WORK TO BE COMPLETED: If a line in the data below contains "facade", copy it.

*** DATA RECORDS

PR #477, opened 2020-11-26
feat: __dict__ major simplification

henryiii:
This removes the whole facade and just really makes this a `__dict__` class. You can now manipulate __dict__ directly, it's completely natural, and C++ just caries a pointer to it. If you need to clear the dict, set it, etc., you can.

### DIFF
--- a/src/boost_histogram/_internal/axis.py
+++ b/src/boost_histogram/_internal/axis.py
@@ -304,6 +304,9 @@ class Regular(Axis):
             The full metadata dictionary
         """
 
+        # Inheriting an axis and forgetting to add __slots__ should be an error
+        assert not hasattr(self, "__weakref__"), "Axis subclasses must have __slots__!"
+
         with KWArgs(kwargs) as k:
             metadata = k.optional("metadata")
             transform = k.optional("transform")
@@ -411,6 +414,10 @@ class Variable(Axis):
         __dict__: Optional[Dict[str, Any]] = None
             The full metadata dictionary
         """
+
+        # Inheriting an axis and forgetting to add __slots__ should be an error
+        assert not hasattr(self, "__weakref__"), "Axis subclasses must have __slots__!"
+
         with KWArgs(kwargs) as k:
             metadata = k.optional("metadata")
             __dict__ = k.optional("__dict__")
@@ -492,6 +499,10 @@ class Integer(Axis):
         __dict__: Optional[Dict[str, Any]] = None
             The full metadata dictionary
         """
+
+        # Inheriting an axis and forgetting to add __slots__ should be an error
+        assert not hasattr(self, "__weakref__"), "Axis subclasses must have __slots__!"
+
         with KWArgs(kwargs) as k:
             metadata = k.optional("metadata")
             __dict__ = k.optional("__dict__")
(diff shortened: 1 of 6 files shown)


henryiii:
@HDembinski I need to implement this on all axes types, but before I do, does this look reasonable? It makes the "this is a normal `__dict__` class" facade more believable and makes it much easier to do things like remove all metadata by clearing `__dict__`.

HDembinski:
Looks ok to me.

henryiii:
Major simplification in last commit (please look at it by itself!) I came across a mention in the [Python docs](https://docs.python.org/3/reference/datamodel.html#notes-on-using-slots) that you can have a mixed `__slots__` and `__dict__` class! The `__slots__` part is not in the `__dict__`, so no issues with recursiveness!

This fixed a bug with `__slots__` missing on Category axes, causing them to misbehave when assigning metadata - but now it's all moot anyway because you can forget `__slots__` and it still works!

src/boost_histogram/_internal/axis.py
```diff
@@ -30,35 +30,55 @@ def _isstr(value):
...
-        other._ax = copy.copy(self._ax)
-        return other
+    def __setattr__(self, attr, value):
+        if attr == "__dict__":
+            self._ax.metadata = value
+        object.__setattr__(self, attr, value)
 
-    def __getattr__(self, item):
-        if item == "_ax":
-            return Axis.__dict__[item].__get__(self)
```
henryiii, line 42: This sort of thing is no longer needed! :)

src/boost_histogram/_internal/axis.py
```diff
@@ -553,7 +592,9 @@ def _repr_args(self):
 @set_module("boost_histogram.axis")
 @register({ca.category_int, ca.category_int_growth})
 class IntCategory(BaseCategory):
-    @inject_signature("self, categories, *, metadata=None, growth=False")
+    __slots__ = ()
```
henryiii, line 595: This was a bug. But it wouldn’t be anymore!

src/boost_histogram/_internal/axis.py
```diff
@@ -30,35 +30,55 @@ def _isstr(value):
...
+        return {"_ax": self._ax}
 
-    def __dir__(self):
-        metadata = list(self._ax.metadata)
-        return sorted(dir(type(self)) + metadata)
+    def __copy__(self):
+        other = self.__class__.__new__(self.__class__)
+        other._ax = copy.copy(self._ax)
+        other.__dict__ = other._ax.metadata
+        assert other.__dict__ is other._ax.metadata
```
henryiii, line 80: Note to self: I can probably remove these now

src/boost_histogram/_internal/axis.py
```diff
@@ -30,35 +30,55 @@ def _isstr(value):
...
+
+        if __dict__ is not None and metadata is not None:
+            raise KeyError(
+                "Cannot provide metadata by keyword and __dict__, use __dict__ only"
             )
-            raise AttributeError(msg)
+        elif __dict__ is not None:
+            self.__dict__ = __dict__
+        elif metadata is not None:
+            self.__dict__["metadata"] = metadata
```
henryiii, line 63: Note to self: check this, might be made slightly simpler.

henryiii:
@HDembinski You've already agreed to the basic idea, so I'll merge at some point if I need to to work on the next PR without diverging too much - but feel free to let me know if I need to change / pull / add anything even after merging if needed!

henryiii:
I'm going to try to work on #476 today, and axis changes (if there are any) might interact with this. So merging!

******

EXERCISE OUTPUT:
This removes the whole facade and just really makes this a `__dict__` class. You can now manipulate __dict__ directly, it's completely natural, and C++ just caries a pointer to it. If you need to clear the dict, set it, etc., you can.
@HDembinski I need to implement this on all axes types, but before I do, does this look reasonable? It makes the "this is a normal `__dict__` class" facade more believable and makes it much easier to do things like remove all metadata by clearing `__dict__`.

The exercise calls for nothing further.